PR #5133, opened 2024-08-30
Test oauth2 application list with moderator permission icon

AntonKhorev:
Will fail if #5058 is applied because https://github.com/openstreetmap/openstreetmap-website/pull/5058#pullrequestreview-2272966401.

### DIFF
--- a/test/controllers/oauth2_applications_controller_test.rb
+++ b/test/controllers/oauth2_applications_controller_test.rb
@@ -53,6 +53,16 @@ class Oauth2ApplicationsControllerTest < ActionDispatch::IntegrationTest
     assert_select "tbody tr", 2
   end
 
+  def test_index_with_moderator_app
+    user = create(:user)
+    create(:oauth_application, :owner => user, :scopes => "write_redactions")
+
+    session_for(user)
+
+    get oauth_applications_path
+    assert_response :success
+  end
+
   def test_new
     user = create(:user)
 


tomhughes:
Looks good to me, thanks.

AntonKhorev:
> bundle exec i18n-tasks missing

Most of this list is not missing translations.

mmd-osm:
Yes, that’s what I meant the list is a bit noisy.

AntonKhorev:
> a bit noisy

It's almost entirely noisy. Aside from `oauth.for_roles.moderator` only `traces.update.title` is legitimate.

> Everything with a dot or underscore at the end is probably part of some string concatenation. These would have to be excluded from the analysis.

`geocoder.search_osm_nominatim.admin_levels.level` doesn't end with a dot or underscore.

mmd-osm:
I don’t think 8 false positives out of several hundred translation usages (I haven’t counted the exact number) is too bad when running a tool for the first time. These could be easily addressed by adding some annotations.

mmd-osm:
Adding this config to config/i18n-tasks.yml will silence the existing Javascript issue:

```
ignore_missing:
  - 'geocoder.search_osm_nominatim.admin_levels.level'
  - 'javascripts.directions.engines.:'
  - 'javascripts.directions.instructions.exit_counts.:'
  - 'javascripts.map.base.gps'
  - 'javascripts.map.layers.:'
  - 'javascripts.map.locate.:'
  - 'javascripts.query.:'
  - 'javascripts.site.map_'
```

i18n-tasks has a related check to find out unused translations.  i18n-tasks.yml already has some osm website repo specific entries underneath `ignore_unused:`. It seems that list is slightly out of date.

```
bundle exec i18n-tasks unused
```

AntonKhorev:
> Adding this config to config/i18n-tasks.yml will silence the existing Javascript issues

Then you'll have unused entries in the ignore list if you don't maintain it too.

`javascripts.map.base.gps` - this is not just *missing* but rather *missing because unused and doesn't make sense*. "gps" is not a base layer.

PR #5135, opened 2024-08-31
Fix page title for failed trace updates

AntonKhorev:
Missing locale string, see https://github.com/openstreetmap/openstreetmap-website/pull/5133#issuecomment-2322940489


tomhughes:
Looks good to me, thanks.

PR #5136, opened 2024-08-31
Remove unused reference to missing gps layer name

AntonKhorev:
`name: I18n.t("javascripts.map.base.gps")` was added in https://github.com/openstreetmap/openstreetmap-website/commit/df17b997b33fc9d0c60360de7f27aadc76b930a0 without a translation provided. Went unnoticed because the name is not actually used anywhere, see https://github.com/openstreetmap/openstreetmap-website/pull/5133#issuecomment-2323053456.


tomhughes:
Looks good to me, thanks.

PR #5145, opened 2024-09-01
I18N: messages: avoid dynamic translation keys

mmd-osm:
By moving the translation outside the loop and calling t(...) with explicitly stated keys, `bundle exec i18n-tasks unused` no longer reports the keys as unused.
+===+
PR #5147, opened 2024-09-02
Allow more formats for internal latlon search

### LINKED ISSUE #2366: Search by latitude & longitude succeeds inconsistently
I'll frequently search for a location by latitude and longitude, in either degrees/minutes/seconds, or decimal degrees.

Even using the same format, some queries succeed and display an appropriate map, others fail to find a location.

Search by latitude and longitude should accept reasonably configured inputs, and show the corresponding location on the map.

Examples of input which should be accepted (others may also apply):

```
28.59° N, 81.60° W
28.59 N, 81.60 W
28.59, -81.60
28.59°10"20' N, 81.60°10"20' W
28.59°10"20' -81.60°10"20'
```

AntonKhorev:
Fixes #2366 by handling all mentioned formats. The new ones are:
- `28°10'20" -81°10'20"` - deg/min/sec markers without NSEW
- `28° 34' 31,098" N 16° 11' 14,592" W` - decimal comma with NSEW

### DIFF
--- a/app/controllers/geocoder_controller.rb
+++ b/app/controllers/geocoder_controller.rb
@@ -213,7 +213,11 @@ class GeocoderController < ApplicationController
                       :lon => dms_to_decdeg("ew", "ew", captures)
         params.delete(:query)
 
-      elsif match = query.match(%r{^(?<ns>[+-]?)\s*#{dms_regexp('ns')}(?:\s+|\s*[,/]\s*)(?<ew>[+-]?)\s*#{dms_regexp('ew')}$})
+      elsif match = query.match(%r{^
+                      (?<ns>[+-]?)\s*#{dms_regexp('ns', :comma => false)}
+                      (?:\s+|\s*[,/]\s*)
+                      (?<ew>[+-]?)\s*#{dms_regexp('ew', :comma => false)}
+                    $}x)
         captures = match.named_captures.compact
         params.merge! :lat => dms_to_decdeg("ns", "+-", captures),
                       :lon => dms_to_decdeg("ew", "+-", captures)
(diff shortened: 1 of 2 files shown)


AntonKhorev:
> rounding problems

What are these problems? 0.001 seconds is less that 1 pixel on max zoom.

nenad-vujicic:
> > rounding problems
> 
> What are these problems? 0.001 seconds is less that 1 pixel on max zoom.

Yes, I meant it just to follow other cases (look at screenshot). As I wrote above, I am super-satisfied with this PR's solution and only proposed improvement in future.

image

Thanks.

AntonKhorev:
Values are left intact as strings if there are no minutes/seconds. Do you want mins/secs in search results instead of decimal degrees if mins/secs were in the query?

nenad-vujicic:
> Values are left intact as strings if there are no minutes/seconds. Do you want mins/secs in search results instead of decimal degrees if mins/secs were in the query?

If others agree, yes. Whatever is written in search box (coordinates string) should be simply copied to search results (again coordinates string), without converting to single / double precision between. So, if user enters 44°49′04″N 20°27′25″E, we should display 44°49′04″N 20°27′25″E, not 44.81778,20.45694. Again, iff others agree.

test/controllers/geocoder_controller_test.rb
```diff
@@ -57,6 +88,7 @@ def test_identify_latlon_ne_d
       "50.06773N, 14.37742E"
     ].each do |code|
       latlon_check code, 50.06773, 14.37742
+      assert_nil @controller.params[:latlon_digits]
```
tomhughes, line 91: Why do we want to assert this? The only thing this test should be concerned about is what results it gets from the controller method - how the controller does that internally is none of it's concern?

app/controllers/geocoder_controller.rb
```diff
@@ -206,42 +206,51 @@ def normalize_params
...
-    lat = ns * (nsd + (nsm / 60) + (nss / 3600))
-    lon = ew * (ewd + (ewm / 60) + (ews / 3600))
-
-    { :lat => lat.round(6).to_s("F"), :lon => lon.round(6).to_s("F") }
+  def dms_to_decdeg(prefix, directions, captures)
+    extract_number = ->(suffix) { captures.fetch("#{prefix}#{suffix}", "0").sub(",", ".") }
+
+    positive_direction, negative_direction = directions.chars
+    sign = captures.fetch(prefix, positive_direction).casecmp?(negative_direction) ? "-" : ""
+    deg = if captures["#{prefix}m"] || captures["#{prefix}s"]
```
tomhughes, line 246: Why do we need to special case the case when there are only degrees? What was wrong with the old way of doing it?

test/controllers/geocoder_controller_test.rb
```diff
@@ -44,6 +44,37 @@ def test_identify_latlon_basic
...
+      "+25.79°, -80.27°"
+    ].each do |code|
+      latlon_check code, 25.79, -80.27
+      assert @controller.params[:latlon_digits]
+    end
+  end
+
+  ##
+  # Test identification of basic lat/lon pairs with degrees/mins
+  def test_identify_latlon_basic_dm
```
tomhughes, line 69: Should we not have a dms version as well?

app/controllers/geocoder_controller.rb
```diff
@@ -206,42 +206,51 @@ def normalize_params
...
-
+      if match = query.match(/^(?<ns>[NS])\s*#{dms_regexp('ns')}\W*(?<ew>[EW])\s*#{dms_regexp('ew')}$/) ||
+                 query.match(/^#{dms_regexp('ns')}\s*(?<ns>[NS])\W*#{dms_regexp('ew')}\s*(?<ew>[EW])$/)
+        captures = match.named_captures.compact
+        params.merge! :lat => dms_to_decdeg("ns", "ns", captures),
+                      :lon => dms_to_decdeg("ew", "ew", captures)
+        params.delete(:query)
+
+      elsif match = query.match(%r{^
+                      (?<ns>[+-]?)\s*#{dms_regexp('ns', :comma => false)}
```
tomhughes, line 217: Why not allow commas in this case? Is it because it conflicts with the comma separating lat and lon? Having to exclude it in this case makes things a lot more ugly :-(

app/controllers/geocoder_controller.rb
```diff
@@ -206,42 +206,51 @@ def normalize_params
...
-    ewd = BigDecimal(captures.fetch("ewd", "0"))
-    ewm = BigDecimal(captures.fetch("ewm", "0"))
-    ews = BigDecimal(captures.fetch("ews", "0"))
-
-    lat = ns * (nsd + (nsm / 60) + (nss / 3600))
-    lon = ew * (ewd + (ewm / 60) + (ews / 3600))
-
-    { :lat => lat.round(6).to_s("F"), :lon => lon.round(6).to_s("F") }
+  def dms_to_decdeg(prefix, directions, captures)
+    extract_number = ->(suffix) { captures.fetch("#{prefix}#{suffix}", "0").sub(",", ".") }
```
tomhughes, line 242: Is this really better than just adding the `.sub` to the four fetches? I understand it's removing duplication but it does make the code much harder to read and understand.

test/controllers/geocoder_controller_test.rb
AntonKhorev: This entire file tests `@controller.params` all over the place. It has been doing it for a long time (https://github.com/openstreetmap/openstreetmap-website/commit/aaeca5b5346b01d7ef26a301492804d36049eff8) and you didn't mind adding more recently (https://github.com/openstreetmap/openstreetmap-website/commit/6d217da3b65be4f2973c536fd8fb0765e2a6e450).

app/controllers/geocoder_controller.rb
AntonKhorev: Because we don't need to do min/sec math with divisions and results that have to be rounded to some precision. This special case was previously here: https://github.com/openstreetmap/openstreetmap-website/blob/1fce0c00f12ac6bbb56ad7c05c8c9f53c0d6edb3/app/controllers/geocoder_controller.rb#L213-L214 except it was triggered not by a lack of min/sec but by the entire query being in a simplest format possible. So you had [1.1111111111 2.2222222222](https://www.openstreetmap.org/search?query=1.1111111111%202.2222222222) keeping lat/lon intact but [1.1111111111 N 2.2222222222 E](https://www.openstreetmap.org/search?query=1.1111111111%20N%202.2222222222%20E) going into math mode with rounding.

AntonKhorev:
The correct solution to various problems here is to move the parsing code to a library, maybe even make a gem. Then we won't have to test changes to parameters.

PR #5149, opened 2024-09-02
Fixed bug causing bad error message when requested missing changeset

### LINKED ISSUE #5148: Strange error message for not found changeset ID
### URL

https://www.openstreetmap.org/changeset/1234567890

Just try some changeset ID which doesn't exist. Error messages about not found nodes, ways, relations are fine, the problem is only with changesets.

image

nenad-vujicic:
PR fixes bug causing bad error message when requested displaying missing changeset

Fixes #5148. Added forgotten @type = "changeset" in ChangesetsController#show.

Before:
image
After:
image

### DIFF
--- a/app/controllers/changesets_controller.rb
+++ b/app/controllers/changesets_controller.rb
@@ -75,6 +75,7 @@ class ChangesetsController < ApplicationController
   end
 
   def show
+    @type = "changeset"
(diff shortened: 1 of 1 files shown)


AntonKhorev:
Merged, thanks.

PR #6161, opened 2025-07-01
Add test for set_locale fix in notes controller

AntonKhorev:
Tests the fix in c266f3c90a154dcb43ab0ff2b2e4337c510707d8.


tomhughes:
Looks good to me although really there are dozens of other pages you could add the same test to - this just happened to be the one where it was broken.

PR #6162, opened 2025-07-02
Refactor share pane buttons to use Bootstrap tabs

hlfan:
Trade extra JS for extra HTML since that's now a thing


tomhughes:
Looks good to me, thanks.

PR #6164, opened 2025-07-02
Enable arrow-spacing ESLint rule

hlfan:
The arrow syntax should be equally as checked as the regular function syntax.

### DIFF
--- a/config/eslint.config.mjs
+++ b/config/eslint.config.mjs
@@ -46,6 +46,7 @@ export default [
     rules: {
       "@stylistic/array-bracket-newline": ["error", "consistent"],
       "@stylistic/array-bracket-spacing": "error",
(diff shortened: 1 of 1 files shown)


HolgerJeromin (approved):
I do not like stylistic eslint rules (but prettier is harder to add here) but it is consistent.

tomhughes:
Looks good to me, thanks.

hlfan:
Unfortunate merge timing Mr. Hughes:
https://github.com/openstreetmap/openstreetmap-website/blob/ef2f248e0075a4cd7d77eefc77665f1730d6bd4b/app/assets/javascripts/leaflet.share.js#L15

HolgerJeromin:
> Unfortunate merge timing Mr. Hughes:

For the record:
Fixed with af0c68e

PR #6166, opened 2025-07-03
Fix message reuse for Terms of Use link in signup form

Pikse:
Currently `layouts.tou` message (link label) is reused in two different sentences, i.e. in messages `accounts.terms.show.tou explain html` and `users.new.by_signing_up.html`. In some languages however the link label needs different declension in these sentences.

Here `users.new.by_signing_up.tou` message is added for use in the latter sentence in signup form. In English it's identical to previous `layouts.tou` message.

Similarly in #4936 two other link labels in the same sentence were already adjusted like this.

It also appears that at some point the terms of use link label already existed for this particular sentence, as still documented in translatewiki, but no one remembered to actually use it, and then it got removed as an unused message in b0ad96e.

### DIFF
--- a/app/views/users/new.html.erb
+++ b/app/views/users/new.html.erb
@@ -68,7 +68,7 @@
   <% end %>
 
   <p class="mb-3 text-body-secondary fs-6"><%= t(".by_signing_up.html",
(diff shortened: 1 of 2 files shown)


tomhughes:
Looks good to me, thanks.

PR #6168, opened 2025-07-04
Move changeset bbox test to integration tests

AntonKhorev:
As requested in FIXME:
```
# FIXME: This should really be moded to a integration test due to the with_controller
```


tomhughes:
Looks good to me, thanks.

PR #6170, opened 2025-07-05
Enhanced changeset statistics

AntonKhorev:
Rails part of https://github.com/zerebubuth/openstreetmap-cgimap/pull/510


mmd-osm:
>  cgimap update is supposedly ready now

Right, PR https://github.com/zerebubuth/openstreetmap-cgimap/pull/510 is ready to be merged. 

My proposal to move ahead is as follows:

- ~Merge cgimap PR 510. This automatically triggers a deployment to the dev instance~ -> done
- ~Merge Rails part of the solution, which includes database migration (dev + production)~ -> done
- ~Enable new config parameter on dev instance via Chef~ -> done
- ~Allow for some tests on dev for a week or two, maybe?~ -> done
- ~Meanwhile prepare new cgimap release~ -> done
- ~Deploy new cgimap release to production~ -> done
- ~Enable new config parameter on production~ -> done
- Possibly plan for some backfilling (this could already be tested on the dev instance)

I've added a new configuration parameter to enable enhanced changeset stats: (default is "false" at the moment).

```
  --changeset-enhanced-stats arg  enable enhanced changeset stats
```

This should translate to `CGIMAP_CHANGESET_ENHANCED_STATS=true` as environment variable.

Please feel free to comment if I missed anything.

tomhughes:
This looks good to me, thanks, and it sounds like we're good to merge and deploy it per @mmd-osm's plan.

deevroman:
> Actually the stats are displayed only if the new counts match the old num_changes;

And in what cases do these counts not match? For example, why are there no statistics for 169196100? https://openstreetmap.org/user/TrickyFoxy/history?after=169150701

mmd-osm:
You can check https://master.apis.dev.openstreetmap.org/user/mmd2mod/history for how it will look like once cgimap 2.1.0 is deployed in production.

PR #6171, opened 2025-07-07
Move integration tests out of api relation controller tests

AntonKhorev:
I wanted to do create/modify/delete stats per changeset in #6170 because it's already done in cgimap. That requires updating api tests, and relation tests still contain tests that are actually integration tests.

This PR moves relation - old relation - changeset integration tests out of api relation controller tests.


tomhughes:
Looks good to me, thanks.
+===+
### Brief
Of all the entries above, repeat only the lines from the line that has "PR #5133, opened 2024-08-30" to the line that has "exec i18n-tasks missing", both lines included, exactly.

### Answer box
PR #5133, opened 2024-08-30
Test oauth2 application list with moderator permission icon

AntonKhorev:
Will fail if #5058 is applied because https://github.com/openstreetmap/openstreetmap-website/pull/5058#pullrequestreview-2272966401.

### DIFF
--- a/test/controllers/oauth2_applications_controller_test.rb
+++ b/test/controllers/oauth2_applications_controller_test.rb
@@ -53,6 +53,16 @@ class Oauth2ApplicationsControllerTest < ActionDispatch::IntegrationTest
     assert_select "tbody tr", 2
   end
 
+  def test_index_with_moderator_app
+    user = create(:user)
+    create(:oauth_application, :owner => user, :scopes => "write_redactions")
+
+    session_for(user)
+
+    get oauth_applications_path
+    assert_response :success
+  end
+
   def test_new
     user = create(:user)
 


tomhughes:
Looks good to me, thanks.

AntonKhorev:
> bundle exec i18n-tasks missing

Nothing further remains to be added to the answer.